Prep 10 mins
Cook 25 mins
I love soup and Carrot & Corriander has always been one of my favourites. I found a recipe on the back of a pack of corriander (cilantro) and added a few bits so it would suit my taste. It's easy and quick to make, creamy and full of flavour. Perfect for lunch or as a light dinner served with crusty bread or a sandwhich. The original recipe had 1/2 cup of double cream listed, but I wanted to keep the calories down so I changed it to 1/3 cup of milk, but if you want it even creamier use the cream. The recipe can be easily doubled.
- 1 1⁄2 tablespoons butter or 1 1⁄2 tablespoons vegetable oil
- 4 carrots, peeled and cubed
- 1 medium potato, peeled and cubed
- 2 1⁄2-3 cups chicken stock, good quality preferably homemade
- 1⁄2 inch gingerroot, grated
- 1 teaspoon ground coriander
- 2 garlic cloves, minced
- salt, to taste
- pepper, to taste
- 1⁄4 cup roughly chopped fresh coriander, including leaves and stems (cilantro)
- 1⁄3 cup milk
- Heat the butter or oil in a heavy based pan.
- Add the carrots and potatoes and saute over medium heat for 5-8 minutes.
- Add 2 1/2 cups of stock, grated ginger, ground corriander, garlic as well as some salt and pepper to taste.
- Bring to a boil and simmer until the vegetables are tender about 15 minutes depending on the size of your cubes.

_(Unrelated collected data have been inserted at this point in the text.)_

PR #2194, opened 2025-12-04
feat: centralized ambient egress

### LINKED ISSUE #2064: Package spec.network.allow L7 (hostname) rule in one namespace breaks L4 (Anywhere) egress for pods in a different namespace
### Environment
Device and OS: Any
App version: Any that supports istio ambient mode
Kubernetes distro being used: EKS 1.33
Other:

### Steps to reproduce
I'm experiencing an issue where Package spec.network.allow rules in one namespace are negatively affected by spec.network.allow changes in a second, unrelated namespace. I encountered this with GitLab, but it appears to be a general issue relevant to any two applications in different namespaces.

I am running GitLab on top of uds-core. The GitLab Package CR is configured to allow all egress traffic for the registry pod using remoteGenerated: Anywhere. In this initial state, the registry pod can access external resources (like https.httpbin.org) without issue.
```
spec:
  network:
    allow:
    - description: Registry Storage
      direction: Egress
      remoteGenerated: Anywhere
      selector:
        app: registry
```

I then deployed an arbitrary application in a different namespace. This new application's Package CR includes a specific L7 egress rule, remoteHost: httpbin.org.
```
spec:
  network:
    allow:
    - direction: Ingress
      remoteGenerated: IntraNamespace
    - direction: Egress
      remoteGenerated: IntraNamespace
    - description: to httpbin.org
      direction: Egress
      port: 443
      remoteHost: httpbin.org
      selector:
        app: myapp
      serviceAccount: default
```

### Expected result
Both the new application's pod and the GitLab registry pod should be able to reach https://httpbin.org.

### Actual Result
The new application's pod can successfully reach https://httpbin.org, but the GitLab registry pod's access to the same URL is now broken and fails with an SSL_ERROR_ZERO_RETURN.

```
[git@gitlab-registry-xxxxxxxxxx-xxxxx /]$ curl -vkL https://httpbin.org
*   Trying 240.240.0.27:443...
* Connected to httpbin.org (240.240.0.27) port 443 (#0)
* ALPN, offering h2
* ALPN, offering http/1.1
*  CAfile: /etc/pki/tls/certs/ca-bundle.crt
* TLSv1.0 (OUT), TLS header, Certificate Status (22):
* TLSv1.3 (OUT), TLS handshake, Client hello (1):
* OpenSSL SSL_connect: SSL_ERROR_ZERO_RETURN in connection to httpbin.org:443 
* Closing connection 0
curl: (35) OpenSSL SSL_connect: SSL_ERROR_ZERO_RETURN in connection to httpbin.org:443
```

### Severity/Priority
High. This suggests that the introduction of a single L7-based (remoteHost) rule anywhere in the cluster fundamentally changes the mesh's egress behavior by deploying a waypoint, [which is expected behavior](https://uds.defenseunicorns.com/reference/configuration/service-mesh/egress/#ambient-mode). It appears this new waypoint does not correctly honor the L4 remoteGenerated: Anywhere rule from the GitLab package, causing it to block the registry pod's traffic.

### Additional Context
From @chance-coleman, this is expected behavior from an istio perspective. [Source](https://www.github.com/istio/istio/issues/57661#issuecomment-3293464117)

chance-coleman:
## Description

- **Centralizes Ambient egress control per host.** For each external host:
  - Creates a shared `ServiceEntry` in `istio-egress-ambient`.
  - Creates a centralized `AuthorizationPolicy` in `istio-egress-ambient` targeting that ServiceEntry with from-only rules.
- **Identity resolution:** Unions owners (host-specific) and participants (`remoteGenerated: Anywhere`) with SA-first principals and namespace fallback.
- **Safety:** Skips SE/AP creation when no identities are resolved to avoid transient allow; uses generation-based purge to remove prior resources (Gateway, ServiceEntry, AuthorizationPolicy).
- **Quality:** Deterministic resource names via `sanitizeWithLimit()`. Ambient constants centralized in `istio-resources.ts`.

## New AP flow (Ambient)

1) Build per-host desired state from in-memory package map (union of ports/protocols + contributing packages).
2) Resolve identities (owners + Anywhere participants). If non-empty:
   - Apply shared per-host `ServiceEntry` (bound to egress waypoint).
   - Apply centralized `AuthorizationPolicy` with from-only rules and `targetRef` to the host’s `ServiceEntry`.
3) Increment generation and purge prior-gen ambient resources.

## Related Issue

Fixes #2064 

## Type of change

## Steps to Validate
- `uds run test:uds-core-e2e`
- `npm run test:unit`
- `npm run test-uds-core-upgrade`

### Manual steps
- apply [these manifests](https://gist.github.com/chance-coleman/268be7341f287e1aaf3439647379f640)
- verify central resources
  - `kubectl -n istio-egress-ambient get se,ap | grep httpbin`  # expect ambient-se-httpbin-org, ambient-ap-httpbin-org
- get pods
  - `R=$(kubectl -n ambient-egress-restricted get pod -l app=restricted-curl -o name)`
  - `A=$(kubectl -n ambient-egress-anywhere get pod -l app=anywhere-curl -o name)`
- curl checks
  - Restricted: `kubectl -n ambient-egress-restricted exec -it $R -- sh -c 'curl -s -w " HTTP_CODE:%{http_code}\n" https://httpbin.org'`  # ALLOW (retry if 503)
  - Restricted: `kubectl -n ambient-egress-restricted exec -it $R -- sh -c "curl -s -w ' HTTP_CODE:%{http_code}\n' http://httpbin.org"`   # DENY
  - Restricted: `kubectl -n ambient-egress-restricted exec -it $R -- sh -c 'curl -s -w " HTTP_CODE:%{http_code}\n" https://api.github.com'` # DENY
  - Anywhere:   `kubectl -n ambient-egress-anywhere exec -it $A -- sh -c 'curl -s -w " HTTP_CODE:%{http_code}\n" https://httpbin.org'`    # ALLOW
  - Anywhere:   `kubectl -n ambient-egress-anywhere exec -it $A -- sh -c "curl -s -w ' HTTP_CODE:%{http_code}\n' http://httpbin.org"`     # DENY
  - Anywhere:   `kubectl -n ambient-egress-anywhere exec -it $A -- sh -c 'curl -s -w " HTTP_CODE:%{http_code}\n" https://api.github.com'`  # ALLOW (L4 Anywhere)

## Checklist before merging


src/pepr/operator/controllers/istio/egress-orchestrator.ts
chance-coleman, line 1: This file came out of a refactor to avoid circular import dependency between egress.ts and istio-resources.ts due to ingress and egress orchestration having been intertwined. Previously resulted in unit-test failures due to the dependency issues.

docs/reference/configuration/service-mesh/egress.md
```diff
@@ -121,9 +121,9 @@ spec:
...
-* An Istio ServiceEntry, in the package namespace, which is used to define the external service that the workload can access.
-* An Istio AuthorizationPolicy, in the package namespace, which is used to enforce that only traffic from workloads using the selected service account can egress. If no `serviceAccount` is specified, the `default` service account is used.
-* A shared Istio Waypoint, in the `istio-egress-ambient` namespace, which is used to route the egress traffic.
+* A shared Istio ServiceEntry, in the `istio-egress-ambient` namespace, one per external host across all Ambient packages. This registers the external service (host and union of ports/protocols) and binds it to the egress waypoint.
+* A centralized Istio AuthorizationPolicy, in the `istio-egress-ambient` namespace, that targets the per-host ServiceEntry (not the waypoint Gateway) and ALLOWs owners and Ambient "Anywhere" participants (ServiceAccount-first principal, else namespace). Rules use only `from:` sources; the destination host is implied by the ServiceEntry target.
+* The shared Istio Waypoint (`Gateway`), in the `istio-egress-ambient` namespace, used to route the egress traffic.
```
joelmccoy: nit:
```suggestion
* The shared Istio Waypoint (`Gateway`), in the `istio-egress-ambient` namespace, used to route ambient egress traffic.
```

src/pepr/operator/controllers/utils.ts
```diff
@@ -51,6 +51,24 @@ export function sanitizeResourceName(name: string) {
   );
 }
 
+/**
+ * Ensures a resource name stays within Kubernetes max length; if over, truncate and add short hash suffix
+ * @param base Base resource name
+ * @param maxLen Maximum allowed length (default: 253 for Kubernetes)
+ * @returns Safely truncated name with hash suffix if needed
+ */
+export function sanitizeWithLimit(base: string, maxLen = 253): string {
```
mjnagel: I'm a bit confused why this exists, since `sanitizeResourceName` should slice down to 250 characters? I don't see any places passing in a `maxLen` so the default of 253 would mean most of this function is never reached I think?

src/pepr/operator/controllers/istio/auth-policy.ts
```diff
@@ -3,64 +3,62 @@
...
+  const principalSources = identities.saPrincipals.length
+    ? [{ source: { principals: identities.saPrincipals } }]
+    : [];
+  const namespaceSources = identities.namespaces.length
+    ? [{ source: { namespaces: identities.namespaces } }]
+    : [];
+
+  // Build rules: only sources are needed; targetRef scopes to the specific host via ServiceEntry
+  type Source = { source: { principals?: string[]; namespaces?: string[] } };
+  type Rule = { from: Source[] };
```
mjnagel: These should be using the upstream istio authpol types ideally. We should end up with the same type checking since we use the upstream `IstioAuthorizationPolicy` below, but feels weird to be making our own types when we could import them?

src/pepr/operator/controllers/istio/egress-ambient.ts
```diff
@@ -2,20 +2,55 @@
...
+    const name = pkg.metadata?.name;
+    if (!ns || !name) {
+      continue;
+    }
+    const id = `${name}-${ns}`;
+    const mode = pkg.spec?.network?.serviceMesh?.mode || Mode.Sidecar;
+    if (!contributing.has(id) || mode !== Mode.Ambient) continue;
+    for (const allow of pkg.spec?.network?.allow ?? []) {
+      if (allow.direction !== Direction.Egress) continue;
+      if (allow.remoteHost !== host) continue;
```
mjnagel: nit: these inverted checks threw me off for a bit, feels like we could just do:

```ts
      if (allow.direction == Direction.Egress && allow.remoteHost == host) {
```

to make it more direct and explicit about what we're matching (then keeping the next if/else for serviceAccount nested in this one).

src/pepr/operator/controllers/istio/egress-ambient.ts
```diff
@@ -2,20 +2,55 @@
...
-import { generateLocalEgressSEName, generateLocalEgressServiceEntry } from "./service-entry";
-import { HostResourceMap } from "./types";
+import { generateCentralAmbientEgressAuthorizationPolicy } from "./auth-policy";
+import { inMemoryAmbientPackageMap, remapAmbientEgressResources } from "./egress";
+import { ambientEgressNamespace, log, sharedEgressPkgId } from "./istio-resources";
+import { generateSharedAmbientServiceEntry } from "./service-entry";
 
-export const ambientEgressNamespace = "istio-egress-ambient";
-export const sharedEgressPkgId = "shared-ambient-egress-resource";
+export { ambientEgressNamespace, sharedEgressPkgId };
```
joelmccoy: is there a reason for re-exporting these?

src/pepr/operator/controllers/istio/egress.ts
```diff
@@ -42,6 +49,8 @@ export let lastReconciliationPackages: Set<string> = new Set();
 let sidecarGeneration = 0;
 let ambientGeneration = 0;
 
+// (legacy) istioEgressResources removed in favor of orchestrator implementation in egress-orchestrator.ts
```
mjnagel: probably can cleanup this comment? `istioEgressResources` also doesn't appear to have been removed from this file (it was removed from istio-resources).

src/pepr/operator/controllers/istio/egress.ts
```diff
@@ -42,6 +49,8 @@ export let lastReconciliationPackages: Set<string> = new Set();
...
+
```
joelmccoy: rouge comment? unless I am missing something?

src/pepr/operator/reconcilers/package-reconciler.ts
```diff
@@ -113,13 +114,22 @@ async function reconcilePackageFlow(pkg: UDSPackage): Promise<void> {
...
+  // Count unique hosts contributed by this package (central APs are per-host)
   let numEgressAuthPols = 0;
   if (istioMode === Mode.Ambient && pkg.spec?.network?.allow) {
-    numEgressAuthPols = egressRequestedFromNetwork(pkg.spec!.network!.allow!).length;
+    const uniqueHosts = new Set(
+      egressRequestedFromNetwork(pkg.spec.network.allow)
+        .map(a => a.remoteHost)
+        .filter((h): h is string => typeof h === "string" && h.length > 0),
+    );
+    numEgressAuthPols = uniqueHosts.size;
```
joelmccoy: nit: I don't have a strong opinion, but wanted to ask the question in case somebody does.... Do we want to count the central auth policy as a count for this package?

I almost lean towards not counting it as it's extra logic and doesn't reflect the namespaced scope # of auth policies we would see in the package namespace

test/vitest/network.spec.ts
```diff
@@ -421,6 +421,35 @@ describe("Network Policy Validation", { retry: 2 }, () => {
...
+        "egress-ambient-2",
+        curlPodNameEgressAmbient2,
+        "curl",
+        GITHUB_HTTP,
+      );
+      const msg = `Egress Ambient HTTP github denied for egress-ambient-2 SA: stdout=${resp.stdout}, stderr=${resp.stderr}`;
+      expect(isResponseError(resp), msg).toBe(true);
+    },
+  );
+
```
joelmccoy, line 407: do we maybe also want to add a test for the bug that kicked off this feature?

i.e. Test that a `remoteGenerated: Anywhere` ns pod can hit a host that is specified in another namespace as `remoteHost`?

src/pepr/operator/crd/validators/package-validator.ts
```diff
@@ -174,9 +174,21 @@ export async function validator(req: PeprValidateRequest<UDSPackage>) {
...
+      const hostAllowed = isAmbient && !!policy.remoteHost;
+      const anywhereAllowed =
+        isAmbient &&
+        policy.remoteGenerated === RemoteGenerated.Anywhere &&
+        policy.direction === "Egress";
+      if (!hostAllowed && !anywhereAllowed) {
+        return req.Deny(
+          "serviceAccount is only valid for Ambient mode when using remoteHost or remoteGenerated: Anywhere on Egress rules",
+        );
+      }
```
joelmccoy, line 191: might be good to add a test for new `remoteGenerated` logic (should be allowed when remoteGenerated and egress rule)?

src/pepr/operator/controllers/utils.ts
joelmccoy: I'm trying to grok the need for this function. Did you add this in because you are expecting host names with something like:
- `superLongHostName................................1`
- `superLongHostName................................2`

Just using the original `sanitizeResourceName` could end up with the same resource name?  Or is there something else that makes this function necessary.

Either way, it might be good to add some simple tests for this function

src/pepr/operator/controllers/istio/istio-resources.spec.ts
```diff
@@ -10,8 +10,7 @@ import { Mode } from "../../crd/generated/package-v1alpha1";
 import * as utils from "../utils";
 import { defaultEgressMocks, pkgMock, updateEgressMocks } from "./defaultTestMocks";
 import * as egressMod from "./egress";
-import * as egressAmbientMod from "./egress-ambient";
-import { istioEgressResources } from "./istio-resources";
+import { istioEgressResources } from "./egress-orchestrator";
```
joelmccoy: does it make sense to move the istioEgressResources tests to a file called `egress-orchestrator.spec.ts` or are there issues with the mocking maybe based on this [comment](https://github.com/defenseunicorns/uds-core/pull/2194/files#r2598903416)?

src/pepr/operator/controllers/istio/egress-ambient.ts
```diff
@@ -34,72 +69,190 @@ export async function applyAmbientEgressResources(packageList: Set<string>, gene
...
+      saPrincipals: Set<string>;
+      namespaces: Set<string>;
+    };
+    byHost: Map<
+      string,
+      {
+        saPrincipals: Set<string>;
+        namespaces: Set<string>;
+      }
+    >;
```
joelmccoy: nit: it feels weird to define an interface in the middle of a function, any reason not to move this towards the top of the file?

src/pepr/operator/controllers/istio/egress-ambient.spec.ts
```diff
@@ -63,6 +66,524 @@ describe("test applyAmbientEgressResources", () => {
...
+                remoteHost: "example.com",
+                port: 443,
+                remoteProtocol: RemoteProtocol.TLS,
+                serviceAccount: "sa1",
+              } as Allow,
+            ],
+          },
+        },
+      },
+      // Anywhere participant with same SA in another allow to create duplicates across owners/participants
```
joelmccoy, line 685: just want to callout that these little comments in these tests are SUPER HELPFUL for reviewing/trace expected behavior.  Thanks for adding these in 🚀

src/pepr/operator/controllers/istio/egress-ambient.spec.ts
```diff
@@ -63,6 +66,524 @@ describe("test applyAmbientEgressResources", () => {
...
+    ];
+
+    defaultEgressMocks.getPkgListMock.mockResolvedValueOnce({ items: pkgItems });
+
+    await applyAmbientEgressResources(new Set(["pkg1-ns1", "pkg2-ns2", "pkg3-ns3"]), 1);
+
+    // Waypoint applied, plus one SE and one AP for example.com
+    expect(defaultEgressMocks.applyWaypointMock).toHaveBeenCalledTimes(1);
+    expect(defaultEgressMocks.applySeMock).toHaveBeenCalledTimes(1);
+    expect(defaultEgressMocks.applyApMock).toHaveBeenCalledTimes(1);
```
joelmccoy, line 822: should we maybe check the expected merged values for the SE and AP for this test?

joelmccoy (commented):
Generally LGTM! Tested some of the functionality locally with no issues.  A couple comments/questions for consideration

test/vitest/network.spec.ts
```diff
@@ -421,6 +421,35 @@ describe("Network Policy Validation", { retry: 2 }, () => {
...
+  });
+
+  test.concurrent(
+    "Egress Ambient HTTP to github denied for SA with Google TLS access",
+    async () => {
+      const GITHUB_HTTP = [
+        "sh",
+        "-c",
+        `curl -s -w " HTTP_CODE:%{http_code}" http://api.github.com`,
+      ];
```
mjnagel: Would probably avoid github api since this previously got us rate-limited 😭

mjnagel (commented):
Initial comments - need to go through some of the shared logic a bit more to comprehend the behavior and do testing.

test/vitest/network.spec.ts
chance-coleman: added an additional test that uses the admin-app (which needed to be switch from sidecar mode to ambient).

src/pepr/operator/crd/validators/package-validator.ts
chance-coleman: added some new tests here

src/pepr/operator/controllers/utils.ts
chance-coleman: removed this function altogether, it really wasn't necessary.

src/pepr/operator/controllers/istio/istio-resources.spec.ts
chance-coleman: moved tests to `egress-orchestrator.spec.ts` and implemented a few new ones for the `istio-resources`.

src/pepr/operator/controllers/istio/egress-ambient.ts
chance-coleman: moved out of function

src/pepr/operator/controllers/istio/egress-ambient.spec.ts
chance-coleman: expanded the current test to also check the merged values

src/pepr/operator/controllers/utils.ts
chance-coleman: removed this function altogether

src/pepr/operator/controllers/istio/auth-policy.ts
chance-coleman: updated to use the correct types

src/pepr/operator/controllers/istio/egress-ambient.ts
chance-coleman: adopted this positive check

src/pepr/operator/reconcilers/package-reconciler.ts
chance-coleman: Chatted with @mjnagel about this and i think we're in agreement that this count doesn't really provide that much so we also lean towards ont counting it towards the policy count.

joelmccoy: Just to sanity check, we are in agreement that the remote host shared authpolicy entries should NOT be counted towards the package auth policy count? If so, I think we can still remove some of this logic here?

chance-coleman: this should be addressed in the lates commit 👍🏼

src/pepr/operator/controllers/istio/egress-ambient.ts
```diff
@@ -34,72 +81,203 @@ export async function applyAmbientEgressResources(packageList: Set<string>, gene
...
+
+    // Filter only egress rules for faster processing
+    const egressRules = (pkg.spec?.network?.allow ?? []).filter(
+      allow => allow.direction === Direction.Egress,
     );
 
-    log.debug(serviceEntry, `Applying Service Entry ${serviceEntry.metadata?.name}`);
+    for (const allow of egressRules) {
+      // Process Anywhere participants
+      if (allow.remoteGenerated === RemoteGenerated.Anywhere) {
```
mjnagel: I think we also need to check the port here to make sure that something allowed to "anywhere" on port 80 isn't allowed to hit a remote host on 443.

src/pepr/operator/controllers/istio/auth-policy.ts
```diff
@@ -3,64 +3,60 @@
...
+    },
+  ];
+
+  const ap: IstioAuthorizationPolicy = {
     metadata: {
-      name: generateAmbientEgressAuthorizationPolicyName(host, serviceAccount),
-      namespace,
+      name,
+      namespace: ambientEgressNamespace,
       labels: {
```
mjnagel, line 84: Functionality it doesn't seem like we need it, but might be good to add the `uds.dev/user-` annotations to link this back to the "owners" (the packages explicitly requesting it)?

src/pepr/operator/controllers/istio/egress-ambient.ts
```diff
@@ -34,72 +81,203 @@ export async function applyAmbientEgressResources(packageList: Set<string>, gene
...
+      const id = `${name}-${ns}`;
+      if (!contribIds.has(id)) continue;
 
-    log.debug(authPolicy, `Applying Authorization Policy ${authPolicy.metadata?.name}`);
+      await purgeOrphans(String(generation), ns, name, IstioServiceEntry, log, {
+        "istio.io/use-waypoint": "egress-waypoint",
+      });
+      await purgeOrphans(String(generation), ns, name, IstioAuthorizationPolicy, log, {
+        "uds/for": "egress",
+      });
```
mjnagel: I think there's a slim edge case here where this fails to delete things? Since `generation` is the new "shared" generation, if the Package CR happened to have been on that generation (for its "local" generation) then nothing would get purged. I think we could probably just directly get, then delete all of them (probably separate from `purgeOrphans` since that requires a generation for filtering).

src/pepr/operator/controllers/istio/egress-ambient.ts
```diff
@@ -34,72 +81,203 @@ export async function applyAmbientEgressResources(packageList: Set<string>, gene
...
+      IstioServiceEntry,
+      log,
+    );
+    await purgeOrphans(
+      generation,
+      ambientEgressNamespace,
+      sharedEgressPkgId,
+      IstioAuthorizationPolicy,
+      log,
+    );
```
mjnagel, line 357: I'm having trouble tracing down the "why" but this purge seems to have a race condition or other bug where it can result in most resources getting purged. I've been testing with a [large set of packages](https://gist.github.com/mjnagel/3cdf18684f32726fe48a680b643b3664) and when applying them all together I end up with no egress service entries or authpols in my cluster. Restarting the watcher typically works to create them, but there's also some strange behavior on delete at times where deleting all the packages together sometimes creates/leaves them.

src/pepr/operator/controllers/istio/egress-ambient.ts
mjnagel: In testing I think this will mean we need to split the authpols by port (to.port on the rules) in order to handle `remoteGenerated` allowed to one port but not another, where a `remoteHost` is set for multiple ports.

src/pepr/operator/controllers/istio/egress-ambient.ts
mjnagel: Trying to do more testing and debug, but definitely seems like the applies are ending up running out of order so I end up with an outdated generation "winning" for the resulting serviceentry/authpol, and then the purge functions remove them.

mjnagel (commented):
Did more e2e testing today and encountered some timing problems I believe as well as the port issue.

src/pepr/operator/controllers/utils.ts
```diff
@@ -100,7 +103,16 @@ export async function purgeOrphans<T extends GenericClass>(
...
+    const resourceGenLabel = resource.metadata?.labels?.["uds/generation"];
+    const resourceGen = Number(resourceGenLabel);
+
+    const shouldDelete =
+      resourceGenLabel == null ||
+      (currentGenIsNumber && Number.isFinite(resourceGen)
+        ? resourceGen < currentGen
+        : resourceGenLabel !== generation);
+
+    if (shouldDelete) {
```
mjnagel, line 139: I think this new purge behavior could cause some issues/delay in reconciliation/purging with our "shared" resources that have a made up generation. The generation would get reset on watcher restart (to 0) but then resource in cluster would have a newer generation and not get purged immediately.

chance-coleman: reverted the purge behavior to previous implementation of exact matching, added a loop to address the race condition that we were seeing when a package is modified during a reconcile.

src/pepr/operator/controllers/istio/egress-ambient.ts
```diff
@@ -2,104 +2,405 @@
...
+
+  // Apply per-host shared SE and centralized AP
+  for (const host of Object.keys(merged)) {
+    if (conflictedHosts.has(host)) {
+      log.warn(
+        { host },
+        "Skipping ambient egress resources for host due to protocol conflicts across packages",
+      );
+      continue;
+    }
```
mjnagel: I was able to hit this scenario and see port/protocol conflicts result in these logs, but the corresponding Packages were marked as "Ready". I might have to backtrack where this gets called, but can we throw an error here to ensure that the Package status properly represents these conflicts?

src/pepr/operator/controllers/istio/egress-ambient.ts
```diff
@@ -2,104 +2,405 @@
...
+      if (ownerSaPrincipals.size === 0 && ownerNamespaces.size === 0) {
+        const derived = deriveOwnersFromContributors(
+          host,
+          port,
+          resource.packages ?? [],
+          ambientMap,
+        );
+        for (const p of derived.ownerSaPrincipals) ownerSaPrincipals.add(p);
+        for (const n of derived.ownerNamespaces) ownerNamespaces.add(n);
+      }
```
mjnagel: I _think_ that this (and the corresponding `deriveOwnersFromContributors` func) are unreachable? Further up in this function we always add either a svcacct or a namespace:
```ts
        if (rule.serviceAccount) {
          portCache.saPrincipals.add(
            `cluster.local/ns/${entry.namespace}/sa/${rule.serviceAccount}`,
          );
        } else {
          portCache.namespaces.add(entry.namespace);
        }
```
Which is eventually the same cache we check here, meaning that while one could be empty it should be impossible for both to be empty?

mjnagel (dismissed):

docs/reference/configuration/service-mesh/egress.md
```diff
@@ -88,11 +88,11 @@ Wildcards in host names are NOT currently supported.
 :::
 
 :::caution
-Adding any `remoteHost` egress creates/uses a shared L7 waypoint in ambient. This can change egress for other namespaces and break L4-only allowances (e.g., `remoteGenerated: Anywhere`), sometimes causing TLS failures. This behavior is by design in Istio ambient today.
+Adding any `remoteHost` in Ambient creates/uses a shared L7 waypoint and a centralized, per‑host `ServiceEntry` + `AuthorizationPolicy` in `istio-egress-ambient`. Egress to that host is evaluated at L7. Namespaces without an AP for that host remain denied. This can change behavior for workloads that previously relied on L4‑only allowances (e.g., `remoteGenerated: Anywhere`) and may surface TLS/HTTP differences.
```
mjnagel: > Namespaces without an AP for that host remain denied. This can change behavior for workloads that previously relied on L4‑only allowances (e.g., `remoteGenerated: Anywhere`) and may surface TLS/HTTP differences.

This part of the doc is a bit confusing to me, the operator handles authpols for the end user now (making/modifying the ap to add L4 remote anywhere namespaces/service accounts). Might just not be reading it right?

src/pepr/operator/controllers/istio/auth-policy.ts
```diff
@@ -3,64 +3,100 @@
...
     metadata: {
-      name: generateAmbientEgressAuthorizationPolicyName(host, serviceAccount),
-      namespace,
+      name,
+      namespace: ambientEgressNamespace,
+      ...(Object.keys(annotations).length > 0 ? { annotations } : {}),
       labels: {
-        "uds/package": pkgName,
-        "uds/generation": generation,
-        "uds/for": "egress",
```
mjnagel, line 31: Was this label removal intentional? It doesn't actually seem to be used/relevant anymore in the purge functions (those target the legacy namespace-local authpols) but might not be bad to label still since we label the other authpols as being for "network".

src/pepr/operator/controllers/istio/istio-resources.ts
mjnagel: I think this can be removed since ambient authpols are now centralized (not in the package namespace) and purged separately as part of `purgeAmbientEgressResources`. Sidecar doesn't use authpols for host egress as well so this shouldn't be needed.

src/pepr/operator/controllers/istio/egress.ts
```diff
@@ -45,68 +91,130 @@ let ambientGeneration = 0;
...
     }
   }
 
-  // Start a new reconciliation
-  reconciliationMutex = performEgressReconciliation();
+  return { name, namespace, rules };
+}
+
+// Mutex-based reconciliation to prevent overwhelming the operator
+export async function performEgressReconciliationWithMutex(_pkgId: string): Promise<void> {
```
mjnagel: nit: can we just cleanup `_pkgId` since it is an unused param?

src/pepr/operator/index.ts
```diff
@@ -87,6 +93,31 @@ When(UDSPackage)
...
+
+      await performEgressReconciliationWithMutex("__uds_package_deleted__");
+    } catch (e) {
+      log.error(
+        { err: e, pkgId },
+        "Failed reconciling shared egress resources after UDSPackage deletion",
+      );
+    }
+  });
+
```
mjnagel: I think this should be part of the main finalizer function (`packageFinalizer`) rather than a separate deletion watch? It looks like we have some cleanup/deletion in the finalizer so maybe this can just be deleted although I'm unsure on the diffs between these,

src/pepr/operator/controllers/istio/egress.ts
```diff
@@ -160,98 +267,54 @@ export async function updateInMemoryPackageMap(
...
+
+  // Keep the queue healthy even if this update fails.
+  sidecarMapUpdateQueue = task.catch(() => undefined);
+  return task;
 }
 
 // Update the inMemoryAmbientPackages list with the latest package
 export async function updateInMemoryAmbientPackageMap(
-  hostResourceMap: HostResourceMap | undefined,
+  pkg: UDSPackage | undefined,
```
mjnagel: Maybe related to my comment on the deletion watch, could we allow only the `UDSPackage` type here and not have to account for `if (!pkg)`?

mjnagel (commented):
Functionally all seems good - just have a few final cleanup/clarification comments.

mjnagel (approved):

- Carefully pour the contents of your pan into a food blender (you can use a hand-held stick blender also), add corriander (cilantro) and the milk (or cream).
- Blend until desired smoothness is achieved. If you find the soup to thick for your liking add more stock.
- Return the soup to the pan and heat through.
- Serve hot with your favourite bread.
- It can also be made ahead and re-heated later or the next day.